(DATASET RECORDS Opens)
PR #20, opened 2019-10-28
Update WIP releases to use cluster-operator 0.22.0

rossf7:
Updates the WIP releases to use the new version wired in https://github.com/giantswarm/cluster-operator/pull/752.

@MarcelMue @tfussell Can we use this for the new WIP releases you're preparing?

So we ship cluster-operator 0.21.0 in the new active versions.

### DIFF
--- a/aws.yaml
+++ b/aws.yaml
@@ -15,7 +15,7 @@
     - endpoint: http://cluster-operator:8000
       name: cluster-operator
       provider: aws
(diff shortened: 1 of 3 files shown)


tfussell:
Certainly. I'll update the releases before they're merged to match this.

rossf7:
Thanks @tfussell going with this.

PR #23, opened 2019-10-31
add Node Pools Pre-Release

xh3b4sd:
We deploy this to `seal` to give customers early access to our new Node Pools feature.


xh3b4sd:
Getting `9.x.x` in and have 3 active versions is fine IMO but that should be up to the SE maybe.

xh3b4sd:
stale

PR #29, opened 2019-11-07
Deactivate 8.4.1 on azure

T-Kukawka:


tfussell:
@T-Kukawka With your permission, I would like to close this PR in favor of https://github.com/giantswarm/releases/pull/38 which also disables 8.4.1 on Azure and releases 8.6.0 with the VMSS fix for all three providers.

PR #31, opened 2019-11-07
Change KVM and Azure to markdown

MarcelMue:


MarcelMue:
> When this is the desired formatting, is our tooling aligned with that or do we need different output for different "channels"?

The idea is for now to have this here as the main output. I want this to be atleast readable for tomorrow. 

This was discussed in sig-content but I need to make a proper announcement:
- We want to have proper releasenotes here in this repo
- We only want to send a small heads up with the release in Slack which links to this repo

PR #54, opened 2019-12-27
Add AWS 10.2.0 WIP release

sslavic:
Towards https://github.com/giantswarm/giantswarm/issues/6817

Supports testing cluster-operator master branch HEAD 2.1.0-dev version (see [here](https://github.com/giantswarm/cluster-operator/blob/master/pkg/project/project.go#L4)).

### DIFF
--- a/aws.yaml
+++ b/aws.yaml
@@ -1,3 +1,18 @@
+- active: false
+  authorities:
+    - name: app-operator
+      version: 1.0.0
+    - name: aws-operator
+      version: 8.0.2
+    - name: cert-operator
+      version: 0.1.0
+    - name: chart-operator
+      version: 0.7.0
+    - name: cluster-operator
+      provider: aws
+      version: 2.1.0-dev
+  date: 2019-12-27T14:00:00Z
+  version: 10.2.0
 - active: true
   authorities:
     - name: app-operator


aws.yaml
```diff
@@ -1,3 +1,18 @@
...
+      version: 1.0.0
+    - name: aws-operator
+      version: 8.0.2
+    - name: cert-operator
+      version: 0.1.0
+    - name: chart-operator
+      version: 0.7.0
+    - name: cluster-operator
+      provider: aws
+      version: 2.1.0-dev
```
kopiczko: I think we should bump bump the patch and not minor part of the version for components and releases. But I understand you didn't do it in the cluster-operator repo.

sslavic: Thanks for hint that this should be tracked as cluster-operator patch level change. What about GS release version?

https://github.com/giantswarm/giantswarm/issues/8135 is not there yet, so unfortunately we still have to bump cluster-operator for app changes.

More problematic is also whole GS release process. I'm still puzzled when should cluster-operator be released, and when GS release, who takes care of which step; asking around for guidance (see https://github.com/giantswarm/giantswarm/issues/6817#issuecomment-569639576 and discussions in #team-batman)

So even some technical steps could be added to https://github.com/giantswarm/giantswarm/blob/master/areas/empowerment/versioning-of-operators/how-to-release-an-operator.md but also (link to any existing?) product release process steps.

Once clarified, will get back to this and adjust version accordingly.

kopiczko: This is WIP release so you should put there whatever you find necessary to include in next release. I only wonder how we should deal with release changelogs cc @giantswarm/team-ludacris.

tfussell: You can see our general approach in this issue https://github.com/giantswarm/roadmap/issues/19 There are still some details to work out now that we have VOO and apps. Basically, we take the current HEAD of each component at a point in time and call that the release. We try to make sure active work gets merged in or is targeted to the next release. The important changelogs come from cluster-operator and the provider operator. Component updates in cluster-operator should have a corresponding note in the changelog (like https://github.com/giantswarm/cluster-operator/pull/860/files).

Ideally, the person that makes a change to an operator, whether adding, deleting, updating, etc. should also add it to the component changelog. I also try to look for code changes since the last release to make sure the changelog is correct, but it's error prone. We also keep customer-facing release notes in the releases repo now. It would be great if additions to the changelogs could also get added to the WIP release notes there (e.g. https://github.com/giantswarm/releases/blob/271d26679a083a63cc7c77e2e97d1bdf73b922c1/release-notes/aws/v11.0.0.md).

As far as semver for GS releases, we usually say a minor Kubernetes update is a major GS version (9.0->10.0), a patch Kubernetes update is a minor GS version (9.0->9.1), and changes to operators or component versions could be major (e.g. node pools), minor (e.g. load-balancer changes), or patch (e.g. CVE fixes). A better decision process could be helpful here.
(DATASET RECORDS Closes)
● EXERCISE
Output all of the data exactly as given.

● SOLUTION TO THIS PROBLEM
PR #20, opened 2019-10-28
Update WIP releases to use cluster-operator 0.22.0

rossf7:
Updates the WIP releases to use the new version wired in https://github.com/giantswarm/cluster-operator/pull/752.

@MarcelMue @tfussell Can we use this for the new WIP releases you're preparing?

So we ship cluster-operator 0.21.0 in the new active versions.

### DIFF
--- a/aws.yaml
+++ b/aws.yaml
@@ -15,7 +15,7 @@
     - endpoint: http://cluster-operator:8000
       name: cluster-operator
       provider: aws
(diff shortened: 1 of 3 files shown)


tfussell:
Certainly. I'll update the releases before they're merged to match this.

rossf7:
Thanks @tfussell going with this.

PR #23, opened 2019-10-31
add Node Pools Pre-Release

xh3b4sd:
We deploy this to `seal` to give customers early access to our new Node Pools feature.


xh3b4sd:
Getting `9.x.x` in and have 3 active versions is fine IMO but that should be up to the SE maybe.

xh3b4sd:
stale

PR #29, opened 2019-11-07
Deactivate 8.4.1 on azure

T-Kukawka:


tfussell:
@T-Kukawka With your permission, I would like to close this PR in favor of https://github.com/giantswarm/releases/pull/38 which also disables 8.4.1 on Azure and releases 8.6.0 with the VMSS fix for all three providers.

PR #31, opened 2019-11-07
Change KVM and Azure to markdown

MarcelMue:


MarcelMue:
> When this is the desired formatting, is our tooling aligned with that or do we need different output for different "channels"?

The idea is for now to have this here as the main output. I want this to be atleast readable for tomorrow. 

This was discussed in sig-content but I need to make a proper announcement:
- We want to have proper releasenotes here in this repo
- We only want to send a small heads up with the release in Slack which links to this repo

PR #54, opened 2019-12-27
Add AWS 10.2.0 WIP release

sslavic:
Towards https://github.com/giantswarm/giantswarm/issues/6817

Supports testing cluster-operator master branch HEAD 2.1.0-dev version (see [here](https://github.com/giantswarm/cluster-operator/blob/master/pkg/project/project.go#L4)).

### DIFF
--- a/aws.yaml
+++ b/aws.yaml
@@ -1,3 +1,18 @@
+- active: false
+  authorities:
+    - name: app-operator
+      version: 1.0.0
+    - name: aws-operator
+      version: 8.0.2
+    - name: cert-operator
+      version: 0.1.0
+    - name: chart-operator
+      version: 0.7.0
+    - name: cluster-operator
+      provider: aws
+      version: 2.1.0-dev
+  date: 2019-12-27T14:00:00Z
+  version: 10.2.0
 - active: true
   authorities:
     - name: app-operator


aws.yaml
```diff
@@ -1,3 +1,18 @@
...
+      version: 1.0.0
+    - name: aws-operator
+      version: 8.0.2
+    - name: cert-operator
+      version: 0.1.0
+    - name: chart-operator
+      version: 0.7.0
+    - name: cluster-operator
+      provider: aws
+      version: 2.1.0-dev
```
kopiczko: I think we should bump bump the patch and not minor part of the version for components and releases. But I understand you didn't do it in the cluster-operator repo.

sslavic: Thanks for hint that this should be tracked as cluster-operator patch level change. What about GS release version?

https://github.com/giantswarm/giantswarm/issues/8135 is not there yet, so unfortunately we still have to bump cluster-operator for app changes.

More problematic is also whole GS release process. I'm still puzzled when should cluster-operator be released, and when GS release, who takes care of which step; asking around for guidance (see https://github.com/giantswarm/giantswarm/issues/6817#issuecomment-569639576 and discussions in #team-batman)

So even some technical steps could be added to https://github.com/giantswarm/giantswarm/blob/master/areas/empowerment/versioning-of-operators/how-to-release-an-operator.md but also (link to any existing?) product release process steps.

Once clarified, will get back to this and adjust version accordingly.

kopiczko: This is WIP release so you should put there whatever you find necessary to include in next release. I only wonder how we should deal with release changelogs cc @giantswarm/team-ludacris.

tfussell: You can see our general approach in this issue https://github.com/giantswarm/roadmap/issues/19 There are still some details to work out now that we have VOO and apps. Basically, we take the current HEAD of each component at a point in time and call that the release. We try to make sure active work gets merged in or is targeted to the next release. The important changelogs come from cluster-operator and the provider operator. Component updates in cluster-operator should have a corresponding note in the changelog (like https://github.com/giantswarm/cluster-operator/pull/860/files).

Ideally, the person that makes a change to an operator, whether adding, deleting, updating, etc. should also add it to the component changelog. I also try to look for code changes since the last release to make sure the changelog is correct, but it's error prone. We also keep customer-facing release notes in the releases repo now. It would be great if additions to the changelogs could also get added to the WIP release notes there (e.g. https://github.com/giantswarm/releases/blob/271d26679a083a63cc7c77e2e97d1bdf73b922c1/release-notes/aws/v11.0.0.md).

As far as semver for GS releases, we usually say a minor Kubernetes update is a major GS version (9.0->10.0), a patch Kubernetes update is a minor GS version (9.0->9.1), and changes to operators or component versions could be major (e.g. node pools), minor (e.g. load-balancer changes), or patch (e.g. CVE fixes). A better decision process could be helpful here.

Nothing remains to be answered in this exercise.